Who's rolling with us this Saturday evening? Should be cooling down a bit by the weekend. Planning to hustle down the bike trail & then head up into the foothills via the San Gabriel River Trail. Bring your lights!
https://www.google.com/maps/place/S...18fd5caa9fe90!8m2!3d34.1131728!4d-117.9686778


----------



## tikicruiser (Aug 16, 2016)

I'm out , grandson's Birthday "Shindig" in Redland's Saturday evening...


----------



## inlandkid (Aug 16, 2016)

Is it pretty level for Fatt people like meeee


Sent from my iPhone using Tapatalk


----------



## fordmike65 (Aug 16, 2016)

inlandkid said:


> Is it pretty level for Fatt people like meeee
> 
> 
> Sent from my iPhone using Tapatalk




I ain't a dainty little flower myself. I assure you that you'll be just fine. Come on out!


----------



## inlandkid (Aug 16, 2016)

What time do you roll out


Sent from my iPhone using Tapatalk


----------



## inlandkid (Aug 16, 2016)

I'm in lake Elsinore 


Sent from my iPhone using Tapatalk


----------



## rustjunkie (Aug 16, 2016)

I'm old and frail and I make it


----------



## fordmike65 (Aug 16, 2016)

inlandkid said:


> What time do you roll out
> 
> 
> Sent from my iPhone using Tapatalk



Meet up @5:00pm. Roll out around 6-ish


----------



## Vintage Paintworx (Aug 17, 2016)

fordmike65 said:


> Who's rolling with us this Saturday evening? Should be cooling down a bit by the weekend. Planning to hustle down the bike trail & then head up into the foothills via the San Gabriel River Trail. Bring your lights!
> https://www.google.com/maps/place/S...18fd5caa9fe90!8m2!3d34.1131728!4d-117.9686778



We'll be there.


----------



## Kustomsoul (Aug 17, 2016)

Two coming from Simi.


----------



## fordmike65 (Aug 17, 2016)

Kustomsoul said:


> Two coming from Simi.



Awesome!!! The more the merrier!


----------



## fordmike65 (Aug 17, 2016)

Post up pics of the bike you plan to ride. If I can get the bugs outta the rear hub on my fenderless '37 Colson, I'll cruise that.


----------



## Obi-Wan Schwinnobi (Aug 17, 2016)

fordmike65 said:


> Post up pics of the bike you plan to ride. If I can get the bugs outta the rear hub on my fenderless '37 Colson, I'll cruise that.View attachment 350939



Awesome C model!

Sent from my SM-G920V using Tapatalk


----------



## fordmike65 (Aug 17, 2016)

Obi-Wan Schwinnobi said:


> Awesome C model!
> 
> Sent from my SM-G920V using Tapatalk



Bite me

Sent from my LGLS992 using Tapatalk


----------



## Schwinn499 (Aug 17, 2016)

fordmike65 said:


> Bite me
> 
> Sent from my LGLS992 using Tapatalk






Obi-Wan Schwinnobi said:


> Awesome C model!
> 
> Sent from my SM-G920V using Tapatalk



Settle you two!


----------



## Obi-Wan Schwinnobi (Aug 17, 2016)

Schwinn499 said:


> Settle you two!








Sent from my SM-G920V using Tapatalk


----------



## rustjunkie (Aug 17, 2016)

fordmike65 said:


> Post up pics of the bike you plan to ride.

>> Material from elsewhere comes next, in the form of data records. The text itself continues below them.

PR #3612, opened 2022-11-05
[branch-4.15] Fix the problem that the abnormal file causes the bookie GC fail

1559924775:

Motivation
When bookie GC encounters an entryLog file with disordered data, a IllegalArgumentException are not caught, resulting in the death of the GC thread and the end of the GC process.
The problem described in this issue(https://github.com/apache/bookkeeper/issues/3604) will cause the entryLog file to be disordered, and will cause the IllegalArgumentException when parsing the entrylog file.

Master Issue:
https://github.com/apache/bookkeeper/issues/3607 : Describes the problem to be solved by this pr.
https://github.com/apache/bookkeeper/issues/3604 : Describes the phenomenon and causes of disordered entrylog files.

### DIFF
--- a/bookkeeper-server/src/main/java/org/apache/bookkeeper/bookie/EntryLogger.java
+++ b/bookkeeper-server/src/main/java/org/apache/bookkeeper/bookie/EntryLogger.java
@@ -1021,6 +1021,11 @@ public class EntryLogger {
                 long offset = pos;
                 pos += 4;
                 int entrySize = headerBuffer.readInt();
+                if (entrySize <= 0) {
+                    LOG.warn("bad read for ledger entry from entryLog {}@{} (entry size {})",
+                            entryLogId, pos, entrySize);
+                    return;
+                }
                 long ledgerId = headerBuffer.readLong();
                 headerBuffer.clear();
 
@@ -1031,11 +1036,6 @@ public class EntryLogger {
                 }
                 // read the entry
                 data.clear();
-                if (entrySize <= 0) {
-                    LOG.warn("bad read for ledger entry from entryLog {}@{} (entry size {})",
-                            entryLogId, pos, entrySize);
-                    return;
-                }
                 data.capacity(entrySize);
                 int rc = readFromLogChannel(entryLogId, bc, data, pos);
                 if (rc != entrySize) {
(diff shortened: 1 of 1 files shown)


bookkeeper-server/src/main/java/org/apache/bookkeeper/bookie/EntryLogger.java
```diff
@@ -1021,6 +1021,11 @@ public void scanEntryLog(long entryLogId, EntryLogScanner scanner) throws IOExce
                 long offset = pos;
                 pos += 4;
                 int entrySize = headerBuffer.readInt();
+                if (entrySize <= 0) {
```
hangc0276, line 1024: Why return directly？

hangc0276 (changes requested):

bookkeeper-server/src/main/java/org/apache/bookkeeper/bookie/EntryLogger.java
1559924775: I have modified it.

> Why return directly？

hangc0276:
@horizonzy Please help take a look at this Pr, thanks a lot.

horizonzy (approved):
~LGTM.  This problem has already been fixed in the master, but it didn't fix in branch-4.15.
See: https://github.com/apache/bookkeeper/pull/3263/files#diff-efe10967f0d6718093d4f23406e3435c294d0d57ca8461afcda348288f7b193b~

horizonzy:
> LGTM. This problem has already been fixed in the master, but it didn't fix in branch-4.15.

Sorry, it's not the same case. I will test it and reply it again later.

bookkeeper-server/src/main/java/org/apache/bookkeeper/bookie/EntryLogger.java
```diff
@@ -1021,6 +1021,11 @@ public void scanEntryLog(long entryLogId, EntryLogScanner scanner) throws IOExce
                 long offset = pos;
                 pos += 4;
                 int entrySize = headerBuffer.readInt();
+                if (entrySize <= 0) { // hitting padding
```
horizonzy, line 1024: It can't resolve the problem. It can't skip the ledgerMap.

bookkeeper-server/src/main/java/org/apache/bookkeeper/bookie/EntryLogger.java
```diff
@@ -1021,6 +1021,11 @@ public void scanEntryLog(long entryLogId, EntryLogScanner scanner) throws IOExce
                 long offset = pos;
                 pos += 4;
```
horizonzy, line 1022: `pos += 4` should be after line_1030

Spoiler: WARNING! not fordMike-safe


----------



## the2finger (Aug 17, 2016)

I'll b there


----------



## fordmike65 (Aug 17, 2016)

rustjunkie said:


> Spoiler: WARNING! not fordMike-safe
> 
> 
> 
> View attachment 350945



Damn you Ignaz!!!!!!


----------



## the2finger (Aug 18, 2016)

Hopefully this will be horizontal


----------



## fordmike65 (Aug 18, 2016)

the2finger said:


> Hopefully this will be horizontal




We'll see...Muahahahahahaha!!!!!!


----------



## the2finger (Aug 18, 2016)




----------



## Pedal pushers (Aug 18, 2016)

fordmike65 said:


> Post up pics of the bike you plan to ride. If I can get the bugs outta the rear hub on my fenderless '37 Colson, I'll cruise that.View attachment 350939




Since Steve can't make this one, and he has my bike, you're prob going to have to get one of Luisa's bikes ready for me. Pretty please  that is. 
Thanks in advance! G'nite.


----------



## Joe Buffardi (Aug 19, 2016)

Please add brake lights to the bike. Lol!!


----------



## fordmike65 (Aug 19, 2016)

Joe Buffardi said:


> Please add brake lights to the bike. Lol!!

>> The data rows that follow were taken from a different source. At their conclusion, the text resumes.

Issue #3618, opened 2022-11-07
[Bug] NPE throwed when recovering ledger: Cannot read field "distributionSchedule" because "this.lh" is null


zhaohaidao:
**BUG REPORT**
NPE throwed when recovering ledger: Cannot read field "distributionSchedule" because "this.lh" is null
***Describe the bug***

During LedgerRecovery, the safeRun method of AddPendingOp will be executed. When handling failed bookies, bk client will try to replace failed bookies with healthy ones. However, if a NotEnoughBookieException occurred when replacing bookies , the corresponding AddPendingOp instance will be recycled. Then bad things happened as the following logic includes field call on null object.
<img width="1051" alt="image" src="https://user-images.githubusercontent.com/6216286/200281434-117fae3a-5c15-47e5-85f5-45f6e11dbb90.png">

***To Reproduce***

The reproduce details can be seen in PendingAddOpTest#testReadOnlyLedgerHandleWithNotEnoughBookiesExceptionDuringRecoveryAdd
1. Create a ReadOnlyLedgerHandle instance and a PendingAddOp instance
2. Make sure  NotEnoughBookiesException throwed during replace bookie process
3. Execute the safeRun method of the PendingAddOp instance

***Expected behavior***
NPE throwed and the error log is as followed, just the same as the issue title desrcibes

> java.lang.NullPointerException: Cannot read field "distributionSchedule" because "this.lh" is null

***Screenshots***
<img width="1393" alt="image" src="https://user-images.githubusercontent.com/6216286/200280874-e36f3f2a-5dd7-4a8a-8120-1c15130b0318.png">

***Additional context***

PR #3620, opened 2022-11-07
Fix NPE issue during recovery add

zhaohaidao:
Fix NPE issue during recovery add

### Motivation
The issue details can is https://github.com/apache/bookkeeper/issues/3618

### Changes
Check if the op has been recycled after handling bookie failure
image

Master Issue: #3618

> ---
>
> ---
> quickly and easily:
>
>
>
> Otherwise:
> 
> 
> ---

### DIFF
--- a/bookkeeper-server/src/main/java/org/apache/bookkeeper/client/LedgerHandle.java
+++ b/bookkeeper-server/src/main/java/org/apache/bookkeeper/client/LedgerHandle.java
@@ -1769,7 +1769,7 @@ public class LedgerHandle implements WriteHandle {
         if (getLedgerMetadata().getState() == LedgerMetadata.State.IN_RECOVERY) {
             // we should not close ledger if ledger is recovery mode
             // otherwise we may lose entry.
-            executeOrdered(() -> errorOutPendingAdds(rc));
+            errorOutPendingAdds(rc);
             return;
         }
         LOG.error("Closing ledger {} due to {}", ledgerId, BKException.codeLogger(rc));
--- a/bookkeeper-server/src/main/java/org/apache/bookkeeper/client/LedgerHandle.java
+++ b/bookkeeper-server/src/main/java/org/apache/bookkeeper/client/LedgerHandle.java
@@ -1769,7 +1769,7 @@ public class LedgerHandle implements WriteHandle {
         if (getLedgerMetadata().getState() == LedgerMetadata.State.IN_RECOVERY) {
             // we should not close ledger if ledger is recovery mode
             // otherwise we may lose entry.
-            errorOutPendingAdds(rc);
+            executeOrdered(() -> errorOutPendingAdds(rc));
             return;
         }
         LOG.error("Closing ledger {} due to {}", ledgerId, BKException.codeLogger(rc));
--- a/bookkeeper-server/src/main/java/org/apache/bookkeeper/client/PendingAddOp.java
+++ b/bookkeeper-server/src/main/java/org/apache/bookkeeper/client/PendingAddOp.java
@@ -266,10 +266,6 @@ class PendingAddOp implements Runnable, WriteCallback {
         // We are about to send. Check if we need to make an ensemble change
         // because of delayed write errors
         lh.maybeHandleDelayedWriteBookieFailure();
-        // This op maybe recycled during bookie failures
-        if (maybeRecycled()) {
-            return;
-        }
 
         // Iterate over set and trigger the sendWriteRequests
         DistributionSchedule.WriteSet writeSet = lh.distributionSchedule.getWriteSet(entryId);
@@ -496,10 +492,6 @@ class PendingAddOp implements Runnable, WriteCallback {
         if (hasRun && toSend == null && pendingWriteRequests == 0) {
             recyclePendAddOpObject();
         }
-    }
-
-    boolean maybeRecycled() {
-        return lh == null;
     }
 
     public void recyclePendAddOpObject() {
--- a/bookkeeper-server/src/main/java/org/apache/bookkeeper/client/PendingAddOp.java
+++ b/bookkeeper-server/src/main/java/org/apache/bookkeeper/client/PendingAddOp.java
@@ -266,6 +266,10 @@ class PendingAddOp implements Runnable, WriteCallback {
         // We are about to send. Check if we need to make an ensemble change
         // because of delayed write errors
         lh.maybeHandleDelayedWriteBookieFailure();
+        // This op maybe recycled during bookie failures
+        if (maybeRecycled()) {
+            return;
+        }
 
         // Iterate over set and trigger the sendWriteRequests
         DistributionSchedule.WriteSet writeSet = lh.distributionSchedule.getWriteSet(entryId);
@@ -492,6 +496,10 @@ class PendingAddOp implements Runnable, WriteCallback {
         if (hasRun && toSend == null && pendingWriteRequests == 0) {
             recyclePendAddOpObject();
         }
+    }
+
+    boolean maybeRecycled() {
+        return lh == null;
     }
 
     public void recyclePendAddOpObject() {
--- a/bookkeeper-server/src/test/java/org/apache/bookkeeper/client/PendingAddOpTest.java
+++ b/bookkeeper-server/src/test/java/org/apache/bookkeeper/client/PendingAddOpTest.java
@@ -104,34 +104,6 @@ public class PendingAddOpTest {
     }
 
     @Test
-    public void testLedgerHandleWithDeferredSyncDuringRecoveryAdd() throws Exception {
-        final BookieId b1 = new BookieSocketAddress("b1", 3181).toBookieId();
-        final BookieId b2 = new BookieSocketAddress("b2", 3181).toBookieId();
-        final BookieId b3 = new BookieSocketAddress("b3", 3181).toBookieId();
-        MockClientContext clientCtx = MockClientContext.create();
-        Versioned<LedgerMetadata> md = ClientUtil.setupLedger(clientCtx, 0,
-                LedgerMetadataBuilder.create().withInRecoveryState().newEnsembleEntry(0L,
-                        Lists.newArrayList(b1, b2, b3)));
-        LedgerHandle lh = new LedgerHandle(clientCtx, 0, md, BookKeeper.DigestType.CRC32C,
-                ClientUtil.PASSWD, EnumSet.of(WriteFlag.DEFERRED_SYNC));
-        lh.notifyWriteFailed(0, b1);
-        AtomicInteger rcHolder = new AtomicInteger(-0xdead);
-        PendingAddOp op = PendingAddOp.create(
-                lh, mockClientContext, lh.getCurrentEnsemble(),
-                payload, EnumSet.of(WriteFlag.DEFERRED_SYNC),
-                (rc, handle, entryId, qwcLatency, ctx) -> {
-                    rcHolder.set(rc);
-                }, null).enableRecoveryAdd();
-        assertSame(lh, op.lh);
-        op.setEntryId(0);
-        lh.pendingAddOps.add(op);
-        lh.clientCtx.getMainWorkerPool().submitOrdered(lh.ledgerId, (Callable<Void>) () -> {
-            op.run();
-            return null;
-        }).get();
-    }
-
-    @Test
     public void testReadOnlyLedgerHandleWithNotEnoughBookiesExceptionDuringRecoveryAdd() throws Exception {
         final BookieId b1 = new BookieSocketAddress("b1", 3181).toBookieId();
         final BookieId b2 = new BookieSocketAddress("b2", 3181).toBookieId();
--- a/bookkeeper-server/src/test/java/org/apache/bookkeeper/client/PendingAddOpTest.java
+++ b/bookkeeper-server/src/test/java/org/apache/bookkeeper/client/PendingAddOpTest.java
@@ -123,7 +123,6 @@ public class PendingAddOpTest {
                     rcHolder.set(rc);
                 }, null).enableRecoveryAdd();
         assertSame(lh, op.lh);
-        lh.pendingAddOps.add(op);
         op.setEntryId(0);
         lh.pendingAddOps.add(op);
         lh.clientCtx.getMainWorkerPool().submitOrdered(lh.ledgerId, (Callable<Void>) () -> {
--- a/bookkeeper-server/src/test/java/org/apache/bookkeeper/client/PendingAddOpTest.java
+++ b/bookkeeper-server/src/test/java/org/apache/bookkeeper/client/PendingAddOpTest.java
@@ -22,24 +22,36 @@ import static java.nio.charset.StandardCharsets.UTF_8;
 import static org.junit.Assert.assertEquals;
 import static org.junit.Assert.assertNull;
 import static org.junit.Assert.assertSame;
+import static org.junit.Assert.assertTrue;
 import static org.mockito.Mockito.mock;
 import static org.mockito.Mockito.when;
 
+import com.google.common.collect.Lists;
 import io.netty.buffer.ByteBuf;
 import io.netty.buffer.Unpooled;
+
+import java.util.EnumSet;
+import java.util.HashMap;
+import java.util.Map;
 import java.util.concurrent.atomic.AtomicInteger;
 import org.apache.bookkeeper.client.BKException.Code;
+import org.apache.bookkeeper.client.api.LedgerMetadata;
 import org.apache.bookkeeper.client.api.WriteFlag;
 import org.apache.bookkeeper.common.util.OrderedExecutor;
+import org.apache.bookkeeper.conf.ClientConfiguration;
+import org.apache.bookkeeper.discover.MockRegistrationClient;
+import org.apache.bookkeeper.net.BookieId;
+import org.apache.bookkeeper.net.BookieSocketAddress;
 import org.apache.bookkeeper.proto.BookieClient;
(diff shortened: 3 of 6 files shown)


bookkeeper-server/src/main/java/org/apache/bookkeeper/client/PendingAddOp.java
```diff
@@ -266,6 +266,10 @@ public void run() {
         // We are about to send. Check if we need to make an ensemble change
         // because of delayed write errors
         lh.maybeHandleDelayedWriteBookieFailure();
+        // This op maybe recycled during bookie failures
+        if (maybeRecycled()) {
```
dlg99, line 270: So maybeHandleDelayedWriteBookieFailure triggers something that recycles this pending add op (I haven't looked that closely)?

Then the fix masks the problem. 
One side of the problem is that lh becomes null / results in NPE later. 
Another side of the problem is that pending add opp can be recycled and immediately reused by another add.

hangc0276 (changes requested):
@zhaohaidao  Thanks for your contribution.

The root cause of this NPE is the different implementations of `handleBookieFailure` in `LedgerHandle` and `ReadOnlyLedgerHandle`.

In the `LedgerHandle` implementation, it handles ensemble change results in a new task with the same thread
https://github.com/apache/bookkeeper/blob/43bdfb35317d9a69840d17df94c5c801a4cbba62/bookkeeper-server/src/main/java/org/apache/bookkeeper/client/LedgerHandle.java#L1962-L2004

In the `ReadOnlyLedgerHandle`, it handles the ensemble change results and exceptions in the current task and current thread, which will lead to the NPE.
https://github.com/apache/bookkeeper/blob/43bdfb35317d9a69840d17df94c5c801a4cbba62/bookkeeper-server/src/main/java/org/apache/bookkeeper/client/ReadOnlyLedgerHandle.java#L232

I suggest keeping the same with `LedgerHandle` implementation to change `handleUnrecoverableErrorDuringAdd(e.getCode());` to `executeOrdered(() -> handleUnrecoverableErrorDuringAdd(e.getCode()));`

zhaohaidao:
> 

Thanks for your advice. I don't quite understand why processing in a different task and current thread would not be a problem. Could you please explain this in more detail?

bookkeeper-server/src/main/java/org/apache/bookkeeper/client/PendingAddOp.java
zhaohaidao: > 

That's right. maybeHandleDelayedWriteBookieFailure will replace failed bookie with healthy one. However if NotEnoughBookieException is throwed. maybeHandleDelayedWriteBookieFailure will recycle this pending add op.
You can see this recycle logic in followed code logic
`

    @Override
    void handleBookieFailure(final Map<Integer, BookieId> failedBookies) {
        // handleBookieFailure should always run in the ordered executor thread for this
        // ledger, so this synchronized should be unnecessary, but putting it here now
        // just in case (can be removed when we validate threads)
        synchronized (metadataLock) {
            ...
            try {
                List<BookieId> newEnsemble = EnsembleUtils.replaceBookiesInEnsemble(
                        clientCtx.getBookieWatcher(), metadata, currentEnsemble, failedBookies, logContext);
            ...
            } catch (BKException.BKNotEnoughBookiesException e) {
                LOG.error("Could not get additional bookie to remake ensemble, closing ledger: {}", ledgerId);

                handleUnrecoverableErrorDuringAdd(e.getCode());
                return;
            }
`

zhaohaidao: > So maybeHandleDelayedWriteBookieFailure triggers something that recycles this pending add op (I haven't looked that closely)?
> 
> Then the fix masks the problem. One side of the problem is that lh becomes null / results in NPE later. Another side of the problem is that pending add opp can be recycled and immediately reused by another add.

- One side of the problem is that lh becomes null / results in NPE later: 
If I understand correctly, only maybeHandleDelayedWriteBookieFailure has a chance to recycle this operation causing lh to become null which leads to this npe issue. Although this behavior is not as described in the followed comments about recycle condition, I think it is reasonable. 
```
    private void maybeRecycle() {
        /**
         * We have opportunity to recycle two objects here.
         * PendingAddOp#toSend and LedgerHandle#pendingAddOp
         *
         * A. LedgerHandle#pendingAddOp: This can be released after all 3 conditions are met.
         *    - After the callback is run
         *    - After safeRun finished by the executor
         *    - Write responses are returned from all bookies
         *      as BookieClient Holds a reference from the point the addEntry requests are sent.
         *
         * B. ByteBuf can be released after 2 of the conditions are met.
         *    - After the callback is run as we will not retry the write after callback
         *    - After safeRun finished by the executor
         * BookieClient takes and releases on this buffer immediately after sending the data.
         *
         * The object can only be recycled after the above conditions are met
         * otherwise we could end up recycling twice and all
         * joy that goes along with that.
         */
        if (hasRun && callbackTriggered) {
            ReferenceCountUtil.release(toSend);
            toSend = null;
        }
        // only recycle a pending add op after it has been run.
        if (hasRun && toSend == null && pendingWriteRequests == 0) {
            recyclePendAddOpObject();
        }
    }

```

- Another side of the problem is that pending add opp can be recycled and immediately reused by another add.: I don't understand this very well, can you explain in more detail?

dlg99: >> Another side of the problem is that pending add opp can be recycled and immediately reused by another add.

> I don't understand this very well, can you explain in more detail?

```java
        lh.maybeHandleDelayedWriteBookieFailure();
        
        // Add Op is recycled at this point, maybeRecycled() has a chance to check lh == null
        // but the recycler can give that op to another thread/request (via RECYCLER.get() call)
        // so it can be re-initialized with different lh and other data
        // so maybeRecycled returns false and the rest of the method is executed against different op
        // to avoid such problems and avoid locks we use ordered executors / guarantee order of calls
        
        if (maybeRecycled()) {
```

@zhaohaidao I hope this helps

zhaohaidao: > > > Another side of the problem is that pending add opp can be recycled and immediately reused by another add.
> 
> > I don't understand this very well, can you explain in more detail?
> 
> ```java
>         lh.maybeHandleDelayedWriteBookieFailure();
>         
>         // Add Op is recycled at this point, maybeRecycled() has a chance to check lh == null
>         // but the recycler can give that op to another thread/request (via RECYCLER.get() call)
>         // so it can be re-initialized with different lh and other data
>         // so maybeRecycled returns false and the rest of the method is executed against different op
>         // to avoid such problems and avoid locks we use ordered executors / guarantee order of calls
>         
>         if (maybeRecycled()) {
> ```
> 
> @zhaohaidao I hope this helps

Thanks a lot for your explanation. I submitted a revision based on your suggestions.
Please have a look if you have time.
@dlg99

zhaohaidao:
> @zhaohaidao Thanks for your contribution.
> 
> The root cause of this NPE is the different implementations of `handleBookieFailure` in `LedgerHandle` and `ReadOnlyLedgerHandle`.
> 
> In the `LedgerHandle` implementation, it handles ensemble change results in a new task with the same thread
> 
> https://github.com/apache/bookkeeper/blob/43bdfb35317d9a69840d17df94c5c801a4cbba62/bookkeeper-server/src/main/java/org/apache/bookkeeper/client/LedgerHandle.java#L1962-L2004
> 
> In the `ReadOnlyLedgerHandle`, it handles the ensemble change results and exceptions in the current task and current thread, which will lead to the NPE.
> 
> https://github.com/apache/bookkeeper/blob/43bdfb35317d9a69840d17df94c5c801a4cbba62/bookkeeper-server/src/main/java/org/apache/bookkeeper/client/ReadOnlyLedgerHandle.java#L232
> 
> I suggest keeping the same with `LedgerHandle` implementation to change `handleUnrecoverableErrorDuringAdd(e.getCode());` to `executeOrdered(() -> handleUnrecoverableErrorDuringAdd(e.getCode()));`

Thanks a lot for your explanation. I submitted a revision based on your suggestions.
Please have a look if you have time.
@hangc0276

hangc0276:
@merlimat @eolivelli @dlg99 @zymap @horizonzy  Please help take a look at this Pr, thanks a lot.

bookkeeper-server/src/test/java/org/apache/bookkeeper/client/PendingAddOpTest.java
```diff
@@ -87,4 +103,70 @@ public void testExecuteAfterCancelled() {
...
+        lh.notifyWriteFailed(0, b1);
+        AtomicInteger rcHolder = new AtomicInteger(-0xdead);
+        PendingAddOp op = PendingAddOp.create(
+                lh, mockClientContext, lh.getCurrentEnsemble(),
+                payload, EnumSet.of(WriteFlag.DEFERRED_SYNC),
+                (rc, handle, entryId, qwcLatency, ctx) -> {
+                    rcHolder.set(rc);
+                }, null).enableRecoveryAdd();
+        assertSame(lh, op.lh);
+        lh.pendingAddOps.add(op);
```
horizonzy, line 126: Why add same `PendingAddOp` twice to the `pendingAddOps queue`.

bookkeeper-server/src/test/java/org/apache/bookkeeper/client/PendingAddOpTest.java
```diff
@@ -87,4 +103,70 @@ public void testExecuteAfterCancelled() {
...
+                new DefaultBookieAddressResolver(regClient),
+                NullStatsLogger.INSTANCE);
+        ClientContext clientCtx = MockClientContext.create(mockBookies, conf, regClient, placementPolicy,
+                bookieWatcher);
+        Versioned<LedgerMetadata> md = ClientUtil.setupLedger(clientCtx, 0,
+                LedgerMetadataBuilder.create().withInRecoveryState().newEnsembleEntry(0L,
+                        Lists.newArrayList(b1, b2, b3)));
+        ReadOnlyLedgerHandle lh = new ReadOnlyLedgerHandle(clientCtx, 0, md, BookKeeper.DigestType.CRC32C,
+                ClientUtil.PASSWD, true);
+        lh.notifyWriteFailed(0, b1);
```
horizonzy, line 155: In the normal case, it can't happen.  
`lh.notifyWriteFailed(0, b1);` should not before `op.run()`, it just for test I guess.
I'm curious about why the problem happened. Could you add a test to mock the real case? thanks a lot.

bookkeeper-server/src/test/java/org/apache/bookkeeper/client/PendingAddOpTest.java
zhaohaidao: Nice catch. This is a redundant one

bookkeeper-server/src/test/java/org/apache/bookkeeper/client/PendingAddOpTest.java
zhaohaidao: I try to give a scenario where the problem might occur.
The client tries to write 945 and 946 to the same ledger (id=1256) successively, and writes 3 copies of each entry. Write 945 is successful but one of the bookies returns an exception, so LedgerHandle.delayedWriteFailedBookies will not be empty. Then when writing 946, if a BKNotEnoughBookiesException is thrown, an NPE issue will occur.

It is a little troublesome to construct the above scenario, so I ensure that delayedWriteFailedBookies is not empty (by lh.notifyWriteFailed(0, b1)) from the beginning of my test case, so that I can quickly verify the npe issue.

It should be noted that this is a scenario I deduced from the error log. In the log, only 946 write failures caused by BKNotEnoughBookiesException can be seen.

horizonzy (commented):
~LGTM. 
I have a topic to discuss: When `errorOutPendingAdds`, it will drain all the PendingAddOps(including the current PendingAddOp). Would you like us to make the current PendingAddOp didn't send any request to the bookie server? ~

horizonzy (commented):
Sorry, this change may introduce a new problem.
There is a case:
The ledger handle asyncAddEntry 10000 times. So there are 10000 PendingAddOp will be sent to the LedgerHandle#pendingAddOps.

The 10000 PendingAddOp will be executed one by one in the future. 
Before this change, `errorOutPendingAdds` is a sync operation, it takes all the PendingAddOp from LedgerHandle#pendingAddOps, then submits callback. After submitting callback, all the 
PendingAddOp#callbackTriggered will be set to `true`. 
Because we execute every PendingAddOp in the thread pool, every PendingAddOp will be run at some time.

https://github.com/apache/bookkeeper/blob/7b5b6b240ca7551da266903078f2dd2ba2906b96/bookkeeper-server/src/main/java/org/apache/bookkeeper/client/PendingAddOp.java#L248-L254
At now, we check PendingAddOp#callbackTriggered value is true or not, if true, it will return directly, didn't send any request to the server; it's quick. 
But if we make `errorOutPendingAdds` async, all the 10000 PendingAddOp will send requests to the server, because the Runnable is ordered. After 10000 PendingAddOp executing, the `errorOutPendingAdds` will be executed. It's not acceptable.

zhaohaidao:
> Sorry, this change may introduce a new problem. There is a case: The ledger handles asyncAddEntry 10000 times. So there are 10000 PendingAddOp will be sent to the LedgerHandle#pendingAddOps.
> 
> The 10000 PendingAddOp will be executed one by one in the future. Before this change, `errorOutPendingAdds` is a sync operation; it takes all the PendingAddOp from LedgerHandle#pendingAddOps, then submits a callback. After submitting callback, all the PendingAddOp#callbackTriggered will be set to `true`. Because we execute every PendingAddOp in the thread pool, every PendingAddOp will be run at some time.
> 
> https://github.com/apache/bookkeeper/blob/7b5b6b240ca7551da266903078f2dd2ba2906b96/bookkeeper-server/src/main/java/org/apache/bookkeeper/client/PendingAddOp.java#L248-L254
> 
> 
> At now, we check PendingAddOp#callbackTriggered value is true or not; if true, it will return directly, didn't send any request to the server; it's quick.
> But if we make `errorOutPendingAdds` async, all the 10000 PendingAddOp will send requests to the server, because the Runnable is ordered. After 10000 PendingAddOp executing, the `errorOutPendingAdds` will be executed. It's not acceptable.

@horizonzy Thank you very much for your careful explanation, your concern is very reasonable. However in the scenario you described, when bkclient writes multiple messages to the same ledger. If the first message fails, LedgerHandle makes subsequent requests fail by calling errorOutPendingAdds asynchronously.
There is a difference between the implementation of ReadOnlyLedgeHandle and the implementation of LedgerHandle. The latter is a sync operation.
The change of this pr is actually referring to the implementation of handleUnrecoverableErrorDuringAdd of LedgerHandle, according to the suggestion of @hangc0276 .
Another fix I can think of is to interrupt the execution of safeRun when NotEnoughException is encountered, but this may require adding an exception signature to handleBookieFailure. I understand that this may violate the original design intention? Do you have any better suggestions for changes? Welcome to continue the discussion.

It is worth mentioning that although LedgerHandle.handleUnrecoverableErrorDuringAdd may also call errorOutPendingAdds synchronously, the logic of this code will never happen, because the ledger recovery process will definitely call the ReadOnlyLedgeHandle method.

https://github.com/apache/bookkeeper/blob/7b5b6b240ca7551da266903078f2dd2ba2906b96/bookkeeper-server/src/main/java/org/apache/bookkeeper/client/LedgerHandle.java#L1767-L1777

horizonzy:
There are some places to invoke `handleUnrecoverableErrorDuringAdd`, the LedgerHandle will also invoke `handleUnrecoverableErrorDuringAdd`. This pr also change the behavior in LedgerHandle.


image

bookkeeper-server/src/main/java/org/apache/bookkeeper/client/LedgerHandle.java
```diff
@@ -1769,7 +1769,7 @@ void handleUnrecoverableErrorDuringAdd(int rc) {
         if (getLedgerMetadata().getState() == LedgerMetadata.State.IN_RECOVERY) {
             // we should not close ledger if ledger is recovery mode
             // otherwise we may lose entry.
-            errorOutPendingAdds(rc);
+            executeOrdered(() -> errorOutPendingAdds(rc));
```
zhaohaidao, line 1772: @horizonzy  I may not have explained it clearly. Although this is changed to an async operation, this code block will never be executed, because when in IN_RECOVERY mode, the method of ReadOnlyLedgerHandle must be called.
What do you think if I roll back the changes to LedgerHandle and only keep the changes to ReadOnlyLedgerHandle

horizonzy: I see.

horizonzy: I see.

zhaohaidao:
rerun failure checks

zhaohaidao:
rerun failure checks

zhaohaidao:
rerun failure checks

zhaohaidao:
rerun failure checks

dlg99 (approved):
LGTM.
Thank you for fixing this and adding the test.

zhaohaidao:
Hey, @hangc0276 Can you help me continue to review this pr when you are free? Also, the ci seems to be stuck and cannot be re-triggered.

zhaohaidao:
rerun failure checks

zhaohaidao:
rerun failure checks

zhaohaidao:
rerun failure checks

zhaohaidao:
rerun failure checks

Hahaha!!! Or at least a rear bumper. I'm wearing a helmet just in case:eek:


----------



## tikicruiser (Aug 19, 2016)

the2finger said:


> Hopefully this will be horizontal



The runway at the "El Monte Airport" is horizontal>


----------



## Jrodarod (Aug 19, 2016)

Darn!! Cant make Saturday Night... Next time


----------



## None (Aug 20, 2016)

Excited to see everyone there!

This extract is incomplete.